見れば街の入り口の前に冒険者らしき者達が30人程が集まり物々しい雰囲気が漂っていた。


「どうかしたの?」


馬車を降りたアンリルがセイルに訪ねると冒険者達がざわつく。


(おい、あれは〈真実の剣〉のアンリルじゃねーか!)


(本当か?!あいつが通った後は草木1本生えないって噂のあのアンリルか?!)


(俺も聞いた事がある。ここらの盗賊達もアンリルを見たら裸足で逃げ出すらしいぞ。)



セイルは冒険者の噂話を他所に眉間に皺を寄せる。


「話によると南の森にホグジラが出たそうです。」


「え?!こんな所に?!大きさは?!』

「10m以上だそうです。」

「大きいわね・・・危険地区から出て来たみたいね・・・」


アンリルが腕を組み考える。


「ねえ、アンリルさん!ホグジラって何

?」

いつの間にか後ろにいたミハエルが聞く。


「あ、うん。一言で言うなら大きな猪よ。ただ、無限に成長する猪なの。

文献によると遥か昔に50m級まで成長した事もあったらしいわ。気性も荒いから危険度が高いの。」


「へぇー!無限に成長する猪かぁ・・・見てみたいな・・・」


ミハエルは南の森の方角を眺めて指輪を3つ外す。


「古代魔法〈ビジョン〉!」


ミハエル視力が数十倍に跳ね上がる!そして〈索敵〉と併用してホグジラを探す。


居た!こいつだな・・・へぇー!確かに大きな猪だ!!

アンリルさんの言う通り気が荒そうだね。


目線の先には体長15m程の巨体を揺らし口元からは巨大な4本の牙を生やした猪が鼻息荒く闊歩していた。


ミハエルがアンリル袖口を摘んで引っ張るとアンリルは気付いてミハエルと目が合う。


(確かにこの方向に体長15mぐらいの猪がいるよ。どうするの?この人達だと討伐出来たとしても無事では済まないよ?最悪全滅もあり得るかも。)


アンリルも〈ビジョン〉でミハエルが指差す方向を見てみると悠然と闊歩するホグジラが視界に入た。


「でかっ!!こんな大きなホグジラは私も初めて見たわ!!

・・・そうね・・はぁ、仕方ないか・・・」


アンリルは気怠そうにセイルを見ると、セイルもそれを期待していたかのように目が合う。
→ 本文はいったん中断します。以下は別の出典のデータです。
PR #12615, opened 2025-08-18
[PWGJE] Simulate hadron decay

pestratm:
Now, two histograms are filled with photons reconstructed using the cocktail method, where Pythia8 is used to simulate decay of neutral hadrons into photons (in one case taking neutral hadrons directly, in one case using charged pions as proxies).
Additionally, the pTHat of the collisions are saved and can be cut upon (if specified in the config files)

### DIFF
--- a/PWGJE/Tasks/CMakeLists.txt
+++ b/PWGJE/Tasks/CMakeLists.txt
@@ -38,10 +38,6 @@ o2physics_add_dpl_workflow(emc-tmmonitor
                     SOURCES emcTmMonitor.cxx
                     PUBLIC_LINK_LIBRARIES O2::Framework O2::EMCALBase O2::EMCALCalib O2Physics::AnalysisCore
                     COMPONENT_NAME Analysis)
-o2physics_add_dpl_workflow(hadron-photon-correlation
-                    SOURCES hadronPhotonCorrelation.cxx
-                    PUBLIC_LINK_LIBRARIES O2::Framework O2Physics::AnalysisCore
-                    COMPONENT_NAME Analysis)
 o2physics_add_dpl_workflow(mc-generator-studies
                     SOURCES mcGeneratorStudies.cxx
                     PUBLIC_LINK_LIBRARIES O2::Framework O2::EMCALBase O2::EMCALCalib O2Physics::AnalysisCore
@@ -302,4 +298,17 @@ if(FastJet_FOUND)
                         SOURCES jetShape.cxx
                         PUBLIC_LINK_LIBRARIES O2::Framework O2Physics::PWGJECore O2Physics::AnalysisCore
                         COMPONENT_NAME Analysis)
+endif()
+
+if(pythia_FOUND)
+  if(TARGET ROOT::EGPythia8)
+    set_target_properties(ROOT::EGPythia8 PROPERTIES
+        INTERFACE_LINK_LIBRARIES "ROOT::Core;ROOT::EG;ROOT::Graf;ROOT::Physics;${pythia_LIBRARY_SHARED}"
+    )
+
+    o2physics_add_dpl_workflow(hadron-photon-correlation
+                        SOURCES hadronPhotonCorrelation.cxx
+                        PUBLIC_LINK_LIBRARIES O2::Framework O2Physics::AnalysisCore ROOT::EGPythia8
+                        COMPONENT_NAME Analysis)
+  endif()
 endif()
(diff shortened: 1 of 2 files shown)


pestratm:
Since the POWHEG directphoton process does not include a gg->gg process, I added a configurable switch to remove those events also in PYTHIA standalone if desired

pestratm:
Called Sumw2 on all histograms for correct uncertainties

PWGJE/Tasks/hadronPhotonCorrelation.cxx
```diff
@@ -39,6 +39,10 @@
 #include <Framework/InitContext.h>
 #include <Framework/runDataProcessing.h>
 
+#include "TClonesArray.h"
+#include "TLorentzVector.h"
+#include "TParticle.h"
+#include "TPythia8Decayer.h"
```
mhemmer-cern, line 45: Could you please change the include of ROOT and other outside includes to use <> instead of ""
In general for local includes (anything from O2Physics) in "" and everything else is considered outside and should use <>

PWGJE/Tasks/hadronPhotonCorrelation.cxx
```diff
@@ -93,18 +112,30 @@ struct HadronPhotonCorrelation {
   float ptMinAssoc;
   float ptMaxAssoc;
 
+  TPythia8Decayer* decayer = new TPythia8Decayer;
+  TLorentzVector* motherLV = new TLorentzVector(); // TLorentzVector required by TPythia8Decayer
```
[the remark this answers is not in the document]
pestratm: Thanks for the tip, that's good to know. I have added that now

PWGJE/Tasks/CMakeLists.txt
```diff
@@ -303,3 +299,16 @@ if(FastJet_FOUND)
                         PUBLIC_LINK_LIBRARIES O2::Framework O2Physics::PWGJECore O2Physics::AnalysisCore
                         COMPONENT_NAME Analysis)
 endif()
+
```
fjonasALICE, line 302: no clue what this is, but did you test/confirm that this works? Will it work on hyperlool?

PWGJE/Tasks/hadronPhotonCorrelation.cxx
```diff
@@ -128,55 +159,179 @@ struct HadronPhotonCorrelation {
...
     registry.add("reconstructed/charged/hPionCorrelReco", "Reconstructed Trigger-Pion Correlation", kTHnSparseF, {axisPtTrig, axisPtAssoc, axisDeltaEta, axisDeltaPhi});
+    registry.get<THnSparse>(HIST("reconstructed/charged/hPionCorrelReco"))->Sumw2();
     registry.add("reconstructed/charged/hPionMultReco", "Reconstructed Pion Multiplicity", kTH1F, {axisMult});
+    registry.get<TH1>(HIST("reconstructed/charged/hPionMultReco"))->Sumw2();
     registry.add("reconstructed/charged/hPionSpectrumReco", "Reconstructed Pion Spectrum", kTHnSparseF, {axisPtAssoc, axisEtaAssoc, axisPhi});
+    registry.get<THnSparse>(HIST("reconstructed/charged/hPionSpectrumReco"))->Sumw2();
+  }
+
+  // Get pTHat of the event
+  template <typename P>
```
fjonasALICE, line 254: do we have a central JE function for this?

PWGJE/Tasks/hadronPhotonCorrelation.cxx
```diff
@@ -128,55 +159,179 @@ struct HadronPhotonCorrelation {
...
+          isDiffractive = true;
+        }
+      }
+    }
+
+    return pTHat;
+  }
+
+  template <typename P>
+  bool rejectOutliers(const P& particles, double pTHat)
```
fjonasALICE, line 283: do we have central functions for this in JE?

fjonasALICE (commented):
Made a few comments, apart from that fine by me to approve @nzardosh

PWGJE/Tasks/hadronPhotonCorrelation.cxx
pestratm: I checked other JE Tasks (e.g. [fullJetSpectra](https://github.com/AliceO2Group/O2Physics/blob/44edb11daa411d2a53d4dba7bfc1ed97226477c9/PWGJE/Tasks/fullJetSpectra.cxx#L1133)), and there, the pTHat is determined using the weight of the event. This works, however, only for the jj production, which is weighted, and not for example for the unweighted MB production or POWHEG+PYTHIA productions, which are weighted differently.

PWGJE/Tasks/hadronPhotonCorrelation.cxx
pestratm: SImilar to the pTHat, in the [fullJetSpectra](https://github.com/AliceO2Group/O2Physics/blob/44edb11daa411d2a53d4dba7bfc1ed97226477c9/PWGJE/Tasks/fullJetSpectra.cxx#L1165) task, outlier rejection is done explicitly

「はぁ、私も同行するわ。みすみす冒険者を失うのも得策じゃ無いからね。」

「おお!!流石はアンリル殿!冒険者の鏡ですな!!」


セイルが大袈裟に持ち上げるがアンリルは鼻で笑う。


「ふん。最初からそのつもりだった癖によく言うわね?!

ここに来た時から顔に書いてあったわよ!」


「ふっ。申し訳有ありません・・ですがそう言って頂けると信じておりました。

私はこれからミハエル様を屋敷にお送りましたら直ぐに駆けつけますので準備の方を宜しくお願いします。」


セイルの言葉を聞いてアンリルが目をパチクリさせてつい口走ってしまう。


「えっ?ミハエル君は来ないの?」


するとセイルが声を荒げてアンリルに詰め寄る。


「アンリル殿?!何を言っているのですか?!ミハエル様はまだ子供ですよ?!そんな危険な所に行かせる訳がないでしょう!」


し、しまった。セイルさんはミハエル君の実力を知らないんだった・・・


「あ、ま、まあ、冗談ですよぉー!さっき大きな猪が見たいって言ってから・・・」


苦しい言い訳をしながらミハエルを見ると大袈裟にニッコリ笑うミハエルに苛立ちを覚えるのだった・・・。


するとミハエルはアンリルの側に行って耳打ちをする。


(アンリルさん。そんな怖いな顔しないでよ。苦戦しそうならこれを使って。)


ミハエルはそっとアンリルの手を取り3つの指輪を渡した。


アンリルはミハエルに手を取られドキッとする自分を抑え、そっと〈鑑定〉すると目を見開き機嫌が良くなる。


「任せておきなさい!さっさと片付けて帰って来るわ!晩御飯までには帰るから待っててよ!!」


ミハエルは苦笑いをしながもアンリルの変わりように微笑むのであった。